Stored items
BEGIN

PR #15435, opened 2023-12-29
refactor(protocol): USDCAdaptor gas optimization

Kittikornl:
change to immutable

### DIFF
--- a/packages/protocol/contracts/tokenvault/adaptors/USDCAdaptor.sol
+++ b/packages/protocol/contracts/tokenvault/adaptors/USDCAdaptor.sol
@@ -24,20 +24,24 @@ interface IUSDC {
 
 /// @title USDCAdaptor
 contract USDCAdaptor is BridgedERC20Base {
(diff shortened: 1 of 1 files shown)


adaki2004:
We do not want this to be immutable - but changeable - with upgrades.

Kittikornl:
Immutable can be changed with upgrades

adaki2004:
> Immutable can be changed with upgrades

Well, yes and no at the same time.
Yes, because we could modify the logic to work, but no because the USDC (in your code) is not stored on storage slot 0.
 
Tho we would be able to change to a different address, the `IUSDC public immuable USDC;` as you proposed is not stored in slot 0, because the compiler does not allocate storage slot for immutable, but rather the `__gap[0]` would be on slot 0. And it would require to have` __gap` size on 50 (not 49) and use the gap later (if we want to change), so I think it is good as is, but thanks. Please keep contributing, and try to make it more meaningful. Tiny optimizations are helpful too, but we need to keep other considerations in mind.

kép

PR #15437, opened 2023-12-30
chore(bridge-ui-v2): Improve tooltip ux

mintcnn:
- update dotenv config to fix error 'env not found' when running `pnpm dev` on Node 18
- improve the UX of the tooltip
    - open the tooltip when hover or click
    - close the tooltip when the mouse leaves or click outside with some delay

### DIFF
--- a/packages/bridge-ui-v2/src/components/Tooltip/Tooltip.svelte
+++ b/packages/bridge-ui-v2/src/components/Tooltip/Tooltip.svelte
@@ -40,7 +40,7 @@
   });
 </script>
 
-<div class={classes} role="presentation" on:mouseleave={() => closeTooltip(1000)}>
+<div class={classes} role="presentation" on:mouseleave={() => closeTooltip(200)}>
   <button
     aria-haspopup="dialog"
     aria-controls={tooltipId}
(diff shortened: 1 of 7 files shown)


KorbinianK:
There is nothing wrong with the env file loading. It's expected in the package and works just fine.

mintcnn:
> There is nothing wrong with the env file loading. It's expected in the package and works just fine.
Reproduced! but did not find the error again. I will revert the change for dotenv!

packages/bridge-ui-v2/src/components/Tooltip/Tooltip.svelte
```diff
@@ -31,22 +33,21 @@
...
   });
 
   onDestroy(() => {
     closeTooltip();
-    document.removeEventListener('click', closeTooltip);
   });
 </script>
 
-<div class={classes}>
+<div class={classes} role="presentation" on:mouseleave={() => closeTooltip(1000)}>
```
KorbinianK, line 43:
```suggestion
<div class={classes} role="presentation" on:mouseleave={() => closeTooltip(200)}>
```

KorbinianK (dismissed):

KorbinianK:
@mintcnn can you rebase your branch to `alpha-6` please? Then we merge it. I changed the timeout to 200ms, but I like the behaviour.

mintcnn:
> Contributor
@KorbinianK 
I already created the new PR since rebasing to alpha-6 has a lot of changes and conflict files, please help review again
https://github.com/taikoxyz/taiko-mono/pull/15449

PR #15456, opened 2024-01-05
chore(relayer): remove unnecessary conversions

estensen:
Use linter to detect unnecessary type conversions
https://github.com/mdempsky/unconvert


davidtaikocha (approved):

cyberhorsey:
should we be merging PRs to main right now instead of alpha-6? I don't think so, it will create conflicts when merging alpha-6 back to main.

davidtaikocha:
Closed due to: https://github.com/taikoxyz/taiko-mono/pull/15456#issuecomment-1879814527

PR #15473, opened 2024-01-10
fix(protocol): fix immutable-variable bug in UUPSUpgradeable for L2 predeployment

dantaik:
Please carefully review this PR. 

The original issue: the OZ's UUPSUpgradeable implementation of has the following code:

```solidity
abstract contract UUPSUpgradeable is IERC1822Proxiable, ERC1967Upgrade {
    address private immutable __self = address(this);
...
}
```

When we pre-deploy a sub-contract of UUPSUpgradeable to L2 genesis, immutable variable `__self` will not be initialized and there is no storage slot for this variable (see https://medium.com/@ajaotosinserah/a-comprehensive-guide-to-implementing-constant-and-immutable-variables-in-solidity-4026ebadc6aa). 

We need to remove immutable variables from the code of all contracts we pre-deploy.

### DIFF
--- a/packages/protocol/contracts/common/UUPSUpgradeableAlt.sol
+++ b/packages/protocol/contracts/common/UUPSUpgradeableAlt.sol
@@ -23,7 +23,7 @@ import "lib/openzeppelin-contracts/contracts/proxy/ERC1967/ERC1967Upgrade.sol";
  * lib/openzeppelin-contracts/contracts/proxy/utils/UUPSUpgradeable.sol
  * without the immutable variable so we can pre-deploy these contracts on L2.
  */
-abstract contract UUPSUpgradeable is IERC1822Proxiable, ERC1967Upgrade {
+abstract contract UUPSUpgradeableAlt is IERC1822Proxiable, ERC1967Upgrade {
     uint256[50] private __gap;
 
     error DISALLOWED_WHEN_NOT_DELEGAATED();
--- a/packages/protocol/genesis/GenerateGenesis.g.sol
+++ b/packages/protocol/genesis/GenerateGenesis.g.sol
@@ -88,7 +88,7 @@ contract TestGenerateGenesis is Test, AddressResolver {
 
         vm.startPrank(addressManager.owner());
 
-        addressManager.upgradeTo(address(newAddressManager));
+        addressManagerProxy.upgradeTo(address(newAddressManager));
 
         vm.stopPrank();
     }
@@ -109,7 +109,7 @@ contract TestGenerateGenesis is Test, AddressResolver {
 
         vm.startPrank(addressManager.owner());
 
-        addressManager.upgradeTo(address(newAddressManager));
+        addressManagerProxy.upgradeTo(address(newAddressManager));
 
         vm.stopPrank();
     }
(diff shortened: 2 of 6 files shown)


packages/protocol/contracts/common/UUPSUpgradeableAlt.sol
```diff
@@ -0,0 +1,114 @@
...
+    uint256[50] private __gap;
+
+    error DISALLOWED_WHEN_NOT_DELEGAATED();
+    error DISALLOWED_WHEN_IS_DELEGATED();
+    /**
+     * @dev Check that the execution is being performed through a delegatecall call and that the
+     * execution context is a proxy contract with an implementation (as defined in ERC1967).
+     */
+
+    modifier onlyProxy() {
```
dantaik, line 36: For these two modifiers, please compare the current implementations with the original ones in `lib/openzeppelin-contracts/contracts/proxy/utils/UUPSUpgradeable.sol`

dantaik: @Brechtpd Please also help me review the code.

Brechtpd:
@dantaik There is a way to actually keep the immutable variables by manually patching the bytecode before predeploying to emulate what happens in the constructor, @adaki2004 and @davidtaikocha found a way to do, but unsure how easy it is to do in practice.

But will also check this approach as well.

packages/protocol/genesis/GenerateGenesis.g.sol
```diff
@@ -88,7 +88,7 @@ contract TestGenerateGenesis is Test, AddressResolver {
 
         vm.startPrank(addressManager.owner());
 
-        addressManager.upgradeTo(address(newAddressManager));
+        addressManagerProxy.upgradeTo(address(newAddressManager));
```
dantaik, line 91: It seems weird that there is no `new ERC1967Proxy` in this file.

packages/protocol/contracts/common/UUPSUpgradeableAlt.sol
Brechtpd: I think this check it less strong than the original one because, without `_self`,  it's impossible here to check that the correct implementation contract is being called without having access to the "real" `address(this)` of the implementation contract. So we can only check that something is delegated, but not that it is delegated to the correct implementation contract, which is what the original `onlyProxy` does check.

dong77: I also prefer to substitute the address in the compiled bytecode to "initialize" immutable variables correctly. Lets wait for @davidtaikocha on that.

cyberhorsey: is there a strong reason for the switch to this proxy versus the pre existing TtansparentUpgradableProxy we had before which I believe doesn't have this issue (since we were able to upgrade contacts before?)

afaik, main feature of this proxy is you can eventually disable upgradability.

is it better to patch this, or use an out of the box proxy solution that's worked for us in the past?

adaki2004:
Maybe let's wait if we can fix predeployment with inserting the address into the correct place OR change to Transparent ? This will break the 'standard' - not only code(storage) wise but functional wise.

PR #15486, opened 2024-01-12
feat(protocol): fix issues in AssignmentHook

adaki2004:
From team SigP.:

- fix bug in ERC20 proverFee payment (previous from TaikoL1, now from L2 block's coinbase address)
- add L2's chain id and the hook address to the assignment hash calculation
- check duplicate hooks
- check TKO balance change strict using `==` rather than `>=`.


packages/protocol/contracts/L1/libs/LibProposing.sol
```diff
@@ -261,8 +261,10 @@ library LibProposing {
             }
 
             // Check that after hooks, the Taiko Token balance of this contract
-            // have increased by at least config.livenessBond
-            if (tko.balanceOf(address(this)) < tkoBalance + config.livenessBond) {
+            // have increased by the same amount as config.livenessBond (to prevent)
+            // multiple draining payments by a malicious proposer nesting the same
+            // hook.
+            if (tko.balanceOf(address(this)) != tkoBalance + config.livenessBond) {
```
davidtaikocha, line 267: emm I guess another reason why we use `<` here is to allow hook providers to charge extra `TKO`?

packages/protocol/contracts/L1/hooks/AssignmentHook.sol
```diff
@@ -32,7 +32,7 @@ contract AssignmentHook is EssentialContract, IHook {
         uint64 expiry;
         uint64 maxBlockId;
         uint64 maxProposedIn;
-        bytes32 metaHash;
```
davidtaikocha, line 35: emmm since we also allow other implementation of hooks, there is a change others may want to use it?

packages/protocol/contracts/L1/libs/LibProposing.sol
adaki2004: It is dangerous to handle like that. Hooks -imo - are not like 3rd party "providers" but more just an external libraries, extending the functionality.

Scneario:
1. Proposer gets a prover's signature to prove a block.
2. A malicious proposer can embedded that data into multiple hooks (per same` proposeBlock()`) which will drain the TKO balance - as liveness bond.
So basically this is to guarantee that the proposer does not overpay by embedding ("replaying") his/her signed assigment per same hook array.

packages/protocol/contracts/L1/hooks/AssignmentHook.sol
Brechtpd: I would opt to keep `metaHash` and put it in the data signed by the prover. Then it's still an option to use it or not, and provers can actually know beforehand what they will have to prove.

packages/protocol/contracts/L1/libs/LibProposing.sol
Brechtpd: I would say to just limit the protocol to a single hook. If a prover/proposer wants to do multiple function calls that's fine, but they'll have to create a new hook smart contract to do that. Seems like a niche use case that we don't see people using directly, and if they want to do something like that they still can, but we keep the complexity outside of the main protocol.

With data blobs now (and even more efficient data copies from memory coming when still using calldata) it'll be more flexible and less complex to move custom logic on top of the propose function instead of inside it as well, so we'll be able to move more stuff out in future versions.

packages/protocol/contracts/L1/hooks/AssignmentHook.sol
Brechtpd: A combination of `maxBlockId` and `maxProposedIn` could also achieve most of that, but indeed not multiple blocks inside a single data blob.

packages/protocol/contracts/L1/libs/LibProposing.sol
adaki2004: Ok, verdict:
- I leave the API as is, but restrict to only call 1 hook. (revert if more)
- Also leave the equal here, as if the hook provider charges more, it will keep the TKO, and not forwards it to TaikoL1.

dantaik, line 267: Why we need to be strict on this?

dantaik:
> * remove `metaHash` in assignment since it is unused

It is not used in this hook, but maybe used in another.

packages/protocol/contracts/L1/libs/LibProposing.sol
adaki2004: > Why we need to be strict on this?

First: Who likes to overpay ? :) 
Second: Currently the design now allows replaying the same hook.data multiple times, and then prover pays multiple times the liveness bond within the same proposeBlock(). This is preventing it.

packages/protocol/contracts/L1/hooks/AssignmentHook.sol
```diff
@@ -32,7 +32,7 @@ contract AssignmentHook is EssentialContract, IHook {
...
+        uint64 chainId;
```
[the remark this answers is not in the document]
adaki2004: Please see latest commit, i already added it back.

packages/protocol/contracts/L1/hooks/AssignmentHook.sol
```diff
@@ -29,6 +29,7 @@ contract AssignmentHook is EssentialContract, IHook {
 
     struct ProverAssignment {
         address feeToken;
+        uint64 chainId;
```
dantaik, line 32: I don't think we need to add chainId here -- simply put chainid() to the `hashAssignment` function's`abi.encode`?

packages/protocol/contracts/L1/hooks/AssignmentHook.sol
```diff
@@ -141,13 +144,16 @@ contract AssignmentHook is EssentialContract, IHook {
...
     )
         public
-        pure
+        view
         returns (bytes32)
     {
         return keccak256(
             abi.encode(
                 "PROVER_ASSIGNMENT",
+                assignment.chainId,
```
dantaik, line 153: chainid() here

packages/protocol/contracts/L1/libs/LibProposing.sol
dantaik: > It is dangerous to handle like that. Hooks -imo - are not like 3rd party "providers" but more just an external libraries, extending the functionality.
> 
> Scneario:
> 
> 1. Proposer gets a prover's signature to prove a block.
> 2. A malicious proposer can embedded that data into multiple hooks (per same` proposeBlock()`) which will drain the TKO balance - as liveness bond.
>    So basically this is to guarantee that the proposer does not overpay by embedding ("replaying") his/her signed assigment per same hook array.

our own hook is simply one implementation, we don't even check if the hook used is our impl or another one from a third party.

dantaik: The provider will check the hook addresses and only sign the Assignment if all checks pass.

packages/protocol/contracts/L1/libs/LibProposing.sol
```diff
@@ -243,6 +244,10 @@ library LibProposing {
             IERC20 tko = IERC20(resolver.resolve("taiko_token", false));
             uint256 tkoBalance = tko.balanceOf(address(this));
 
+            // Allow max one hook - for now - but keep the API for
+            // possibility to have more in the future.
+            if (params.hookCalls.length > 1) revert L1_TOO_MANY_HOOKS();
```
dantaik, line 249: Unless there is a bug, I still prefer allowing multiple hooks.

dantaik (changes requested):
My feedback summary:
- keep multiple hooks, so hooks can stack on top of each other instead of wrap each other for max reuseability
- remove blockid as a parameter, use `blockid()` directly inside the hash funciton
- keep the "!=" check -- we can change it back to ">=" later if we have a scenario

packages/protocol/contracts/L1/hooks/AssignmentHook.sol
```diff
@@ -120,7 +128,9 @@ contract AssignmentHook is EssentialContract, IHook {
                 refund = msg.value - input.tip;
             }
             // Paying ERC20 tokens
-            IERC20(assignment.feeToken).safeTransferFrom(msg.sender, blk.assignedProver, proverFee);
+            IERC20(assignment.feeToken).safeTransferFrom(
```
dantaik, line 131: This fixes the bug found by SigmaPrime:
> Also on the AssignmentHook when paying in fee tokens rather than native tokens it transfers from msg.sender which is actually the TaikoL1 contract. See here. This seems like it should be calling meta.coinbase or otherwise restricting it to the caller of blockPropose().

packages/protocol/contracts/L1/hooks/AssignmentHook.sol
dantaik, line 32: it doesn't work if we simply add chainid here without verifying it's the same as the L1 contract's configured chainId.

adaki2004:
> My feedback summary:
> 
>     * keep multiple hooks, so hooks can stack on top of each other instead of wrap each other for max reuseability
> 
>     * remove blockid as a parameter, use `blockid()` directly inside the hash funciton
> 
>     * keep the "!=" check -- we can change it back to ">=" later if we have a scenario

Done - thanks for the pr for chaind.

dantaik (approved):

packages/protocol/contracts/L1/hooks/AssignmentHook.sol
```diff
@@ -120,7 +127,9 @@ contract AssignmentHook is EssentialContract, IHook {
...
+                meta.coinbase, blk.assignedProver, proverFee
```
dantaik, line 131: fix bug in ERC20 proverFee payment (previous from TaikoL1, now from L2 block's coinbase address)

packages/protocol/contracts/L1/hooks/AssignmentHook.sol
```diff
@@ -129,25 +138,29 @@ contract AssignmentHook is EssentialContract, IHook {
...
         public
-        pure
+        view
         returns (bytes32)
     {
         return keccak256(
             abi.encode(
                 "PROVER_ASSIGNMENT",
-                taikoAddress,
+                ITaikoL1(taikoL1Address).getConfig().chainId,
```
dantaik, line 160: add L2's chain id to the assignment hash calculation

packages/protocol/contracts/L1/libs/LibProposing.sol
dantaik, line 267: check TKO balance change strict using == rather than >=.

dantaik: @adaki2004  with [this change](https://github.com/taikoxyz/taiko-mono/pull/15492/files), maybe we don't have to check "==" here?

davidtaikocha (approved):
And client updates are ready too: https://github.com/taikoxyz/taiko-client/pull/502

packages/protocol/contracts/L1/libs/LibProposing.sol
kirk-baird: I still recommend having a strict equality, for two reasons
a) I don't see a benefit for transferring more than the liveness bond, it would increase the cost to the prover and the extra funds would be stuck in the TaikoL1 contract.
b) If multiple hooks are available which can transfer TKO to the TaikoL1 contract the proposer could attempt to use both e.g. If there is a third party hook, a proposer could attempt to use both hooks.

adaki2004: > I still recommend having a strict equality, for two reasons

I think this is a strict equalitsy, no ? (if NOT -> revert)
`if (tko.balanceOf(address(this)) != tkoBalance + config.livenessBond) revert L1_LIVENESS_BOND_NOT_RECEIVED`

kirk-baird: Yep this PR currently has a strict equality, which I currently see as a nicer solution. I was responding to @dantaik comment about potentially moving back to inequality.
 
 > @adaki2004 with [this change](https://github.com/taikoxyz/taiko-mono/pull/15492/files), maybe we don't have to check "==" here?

END

• Task details: Copy, please, exactly the lines that start at the first line of the data and end at the line containing "Yes, because we", both kept and no others.

• Your solution:
PR #15435, opened 2023-12-29
refactor(protocol): USDCAdaptor gas optimization

Kittikornl:
change to immutable

### DIFF
--- a/packages/protocol/contracts/tokenvault/adaptors/USDCAdaptor.sol
+++ b/packages/protocol/contracts/tokenvault/adaptors/USDCAdaptor.sol
@@ -24,20 +24,24 @@ interface IUSDC {
 
 /// @title USDCAdaptor
 contract USDCAdaptor is BridgedERC20Base {
(diff shortened: 1 of 1 files shown)


adaki2004:
We do not want this to be immutable - but changeable - with upgrades.

Kittikornl:
Immutable can be changed with upgrades

adaki2004:
> Immutable can be changed with upgrades

Well, yes and no at the same time.
Yes, because we could modify the logic to work, but no because the USDC (in your code) is not stored on storage slot 0.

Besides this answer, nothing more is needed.